With each inference of the lm_1b graph, lstm initial states data is taken from previous inference from variables, and states of current inference of lstm is reassigned to the same variables.

It helps the model to remember the context of the words that it takes as input.

Converting a TensorFlow Language Model on One Billion Word Benchmark to IR¶

Model Optimizer assumes that output model is for inference only. Therefore, you should cut those variables off and resolve keeping cell and hidden states on application level.

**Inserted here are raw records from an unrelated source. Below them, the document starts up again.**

PR #19, opened 2021-02-24
Bug in the writing out of import directives

cd1m0:
Small bugs in writing out import directives:

   - when writing out `x as y` directives, we were incorrectly writing
     out the original definition instead of the name given
   - when the `foreign` field was an Identifier, we were forgetting to
     add it to the source map

### DIFF
--- a/src/ast/writing/ast_mapping.ts
+++ b/src/ast/writing/ast_mapping.ts
@@ -1131,21 +1131,32 @@ class ContractDefinitionWriter extends DocumentedNodeWriter<ContractDefinition> 
 }
 
 class ImportDirectiveWriter extends ASTNodeWriter {
-    writeInner(node: ImportDirective): SrcDesc {
+    writeInner(node: ImportDirective, writer: ASTWriter): SrcDesc {
         if (node.unitAlias) {
             return [`import "${node.file}" as ${node.unitAlias};`];
         }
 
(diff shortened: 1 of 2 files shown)


src/ast/writing/ast_mapping.ts
```diff
@@ -1131,21 +1131,32 @@ class ContractDefinitionWriter extends DocumentedNodeWriter<ContractDefinition>
...
+                    entries.push(desc);
+                } else {
+                    const symbol =
+                        origin instanceof ImportDirective ? origin.unitAlias : origin.name;
+                    entries.push([alias !== undefined ? symbol + " as " + alias : symbol]);
+                }
             }
 
-            return [`import { ${entries.join(", ")} } from "${node.file}";`];
+            return [`import { `, ...flatJoin(entries, ", "), `} from "${node.file}";`];
```
blitz-1306, line 1159: Missing space before `} from "${node.file}";`. It should have preceeding space char to comply with previous behavior.

blitz-1306 (changes requested):

src/ast/writing/ast_mapping.ts
cd1m0: Fixed in e481519

blitz-1306 (approved):
LGTM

There is a certain limitation for the model conversion: the original model cannot be reshaped, so you should keep original shapes.

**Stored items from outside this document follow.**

PR #20, opened 2021-02-24
Fix for implicit parentheses

cd1m0:
Sometimes when we write-out a UnaryOperation/BinaryOperation/Conditional we add implicit parenthesis. So `BinaryOperation(Identifier('x'), Identifier('y'))` may be written out as `(x + y)`. Currently the source map we compute includes the parentheses. However the bytecode map for this same expression won't include the parentheses. So this PR changes the behavior of the computed source map to not include implicit parentheses.


blitz-1306 (approved):
LGTM

PR #22, opened 2021-03-02
Support for Solidity 0.8.1 release

blitz-1306:
## Premise
Support for the Solidity 0.8.1 release is somehow went more complex than expected. There are two issues https://github.com/ethereum/solc-js/issues/513 and https://github.com/ethereum/solidity/issues/10868 in upstream dependencies that forced us to reconsider current approach to handle different versions of the compiler. As NPM packages of SolcJS are sometimes mispublished and this is not fixable of behalf of Solidity team, we would switch to loading of original compiler snapshots from https://binaries.soliditylang.org/. That would allow us to support legacy compiler versions and have proper recent ones, that are fixable by the Solidity team (as NPM do not allow to update published packages). This complication forces us to remove a set of dependencies and introduce compiler snapshots downloading and use during the common execution flow. Even though there is no major API changes, we did changed a lot of things in compiling logic to avoid further issues. This may lead to unexpected differences in behavior.

## Changes
- [X] Removed `solc-<version>` dependencies. Left only latest one to be able to load compiler snapshot. Previous approach is no longer reliable.
  - Added `setup/download_compilers.js` script to download compilers to local directory. Added npm script command `download-compilers` and `npm run download-compilers` build step to download compilers during the package installation process.
  - Tweaked compile logic to load and use compiler snapshots instead.
- [X] Added `Throw` node reading rule in modern (compact) AST configuration, as this node type appears in modern (compact) AST in legacy compiler snapshots.
- [X] Updated dependencies.
- [X] Added support for Solidity 0.8.1 release.
- [X] Tweaked `TryCatchClauseWriter` to not emit double spaces if `catch` was provided without parameters.
- [X] Tweaked affected tests.

## Notes
- Such changes may lead to unexpected differences in behavior. Also we have a lot of changes in dependencies. We better bump major version for a next package release.
- Unfortunately, such chnages also leading to a performance degradation (due to compiler side-loading the compiling is ~50% slower).

## Related links
- [Solidity 0.8.1 release notes](https://github.com/ethereum/solidity/releases/tag/v0.8.1)
- [Solidity 0.8.1 release blog post](https://blog.soliditylang.org/2021/01/27/solidity-0.8.1-release-announcement/)

Regards.


src/compile/utils.ts
```diff
@@ -236,24 +235,10 @@ export function compile(
...
 
-    if (satisfies(version, "0.4")) {
-        const input = createCompiler04Input(fileName, content, remapping);
-        const output = compiler.compile(input, 1, finder);
-
-        return output;
-    }
-
-    if (satisfies(version, "0.5")) {
-        const input = createCompiler05Input(fileName, content, remapping);
```
cd1m0, line 249: Why did we have separate `createCompiler05Input` and `createCompiler04Input` functions in the past?

test/samples/solidity/latest_08.sol
```diff
@@ -35,3 +35,23 @@ contract UsesNewAddressMembers {
...
+
+contract CatchPanic {
+    function test() public {
+        UsesNewAddressMembers c = new UsesNewAddressMembers();
+
+        try c.test() {
+            
+        } catch Error(string memory reason) {
+            revert(reason);
+        } catch Panic(uint _code) {
```
cd1m0, line 47: Where is `Panic` defined? I thought in 0.8.1 you had to define the error types?

cd1m0 (approved):
Looks good! I just have some questions cause I don't understand everything.

src/compile/utils.ts
blitz-1306: For legacy package versions the `sources` property had following format:
```
```

test/samples/solidity/latest_08.sol
blitz-1306: `Panic` is indicated as velur of `errorName` property of `TryCatchClause` node: https://github.com/ConsenSys/solc-typed-ast/blob/master/src/ast/implementation/statement/try_catch_clause.ts#L10

blitz-1306:
After a few round of discussion we decide to put this on hold, mostly beause of degraded performance of compiler invocation. Tests are taking much more time, than wit previous approach.

I will close this PR, but will leave a branch for some time (just in case).

PR #23, opened 2021-03-18
Support field names specification when writing source for the FunctionCall nodes

blitz-1306:
## Changes
- [x] Fix non-covered case of writing the function calls with custom order of the args.
- [x] Tweaked writer edge case sourcing samples.

Regards.


cd1m0 (approved):
LGTM

PR #25, opened 2021-03-29
Support for Solidity 08.1, 0.8.2 and 0.8.3

blitz-1306:
## Changes
- [x] Bumped development dependency versions: `semver` major dependency and the development dependencies.
- [x] Added support for **Solidity 0.8.2** and **Solidity 0.8.3** releases on compile level.
- [x] Added support for **Solidity 0.8.2** and **Solidity 0.8.3** releases on AST level:
  - Introduced `documentation` for `Statement` descendants.
  - Adopted **Solidity 0.8.1**-related changes:
    - Codebase from #22 as they are part of the **Solidity 0.8.2** and **Solidity 0.8.3** releases.
    - Custom package (https://www.npmjs.com/package/solc-0.8.1-fixed) from #27.
  - Introduced `nameLocation` for definition/declaration nodes. Introduced `parseSourceLocation()` function and `SourceLocation` type for easy parsing of `nameLocation`s.
  - Introduced `ModifierInvocationKind` enum and `kind` property for `ModifierInvocation` node.
- [x] Tweaked AST-to-source writing components to respect the changes.
- [x] Tweaked `ASTNodeFactory` to respect the changes.
- [x] Tweaked related test suites and samples.

## Notes
- This PR causes backward incompatibility due to changes in node constrcutor signatures and arguments for `ASTNodeFactory` methods.
- The legacy AST reading is adusted just to not crash. **It is only in maintenance mode until further notifications.** New functionality is `undefined` by default of legacy AST nodes and related processing logic.
- `StructuredDocumentation` reconstruction is not enabled for `Statement` descendant nodes. So documentation is `string` only.

## Related links
- [Solidity 0.8.1 release notes](https://github.com/ethereum/solidity/releases/tag/v0.8.1)
- [Solidity 0.8.1 release blog post](https://blog.soliditylang.org/2021/01/27/solidity-0.8.1-release-announcement/)
- [Solidity 0.8.2 release notes](https://github.com/ethereum/solidity/releases/tag/v0.8.2)
- [Solidity 0.8.2 release blog post](https://blog.soliditylang.org/2021/03/02/solidity-0.8.2-release-announcement/)
- [Solidity 0.8.3 release notes](https://github.com/ethereum/solidity/releases/tag/v0.8.3)
- [Solidity 0.8.3 release blog post](https://blog.soliditylang.org/2021/03/23/solidity-0.8.3-release-announcement/)
- https://github.com/ethereum/solidity/issues/11194
[...]

PR #27, opened 2021-04-09
Support Solidity 0.8.1

cd1m0:
Support for 0.8.1 using custom built npmjs package (https://www.npmjs.com/package/solc-0.8.1-fixed). This is mostly a copy of https://github.com/ConsenSys/solc-typed-ast/pull/22 except for the use of the new package instead of downloading solc binaries.


blitz-1306:
While it looks good to merge, let's close it in favor of #25. As 0.8.1-related changes are already there, we can add a single line to `package.json`:
```
"solc-0.8.1": "npm:solc-0.8.1-fixed@0.8.1",
```
So, the most valuable part here is the published package. Thank you for providing it.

To generate the lm_1b Intermediate Representation (IR), provide TensorFlow lm_1b model to the Model Optimizer with parameters:

 mo
--input_model lm_1b/graph-2016-09-10.pbtxt  \
--input_checkpoint lm_1b/ckpt               \
--input_model_is_text                       \
--input_shape [50],[50],[1,9216],[1,9216]    \
--output softmax_out,lstm/lstm_0/concat_2,lstm/lstm_1/concat_2 \
--input char_embedding/EmbeddingLookupUnique/Unique:0,char_embedding/EmbeddingLookupUnique/Unique:1,Variable/read,Variable_1/read

Where:

--input char_embedding/EmbeddingLookupUnique/Unique:0,char_embedding/EmbeddingLookupUnique/Unique:1,Variable/read,Variable_1/read and --input_shape [50],[50],[1,9216],[1,9216] replace the variables with a placeholder.
--output softmax_out,lstm/lstm_0/concat_2,lstm/lstm_1/concat_2 specifies output node name and names of LSTM cell states.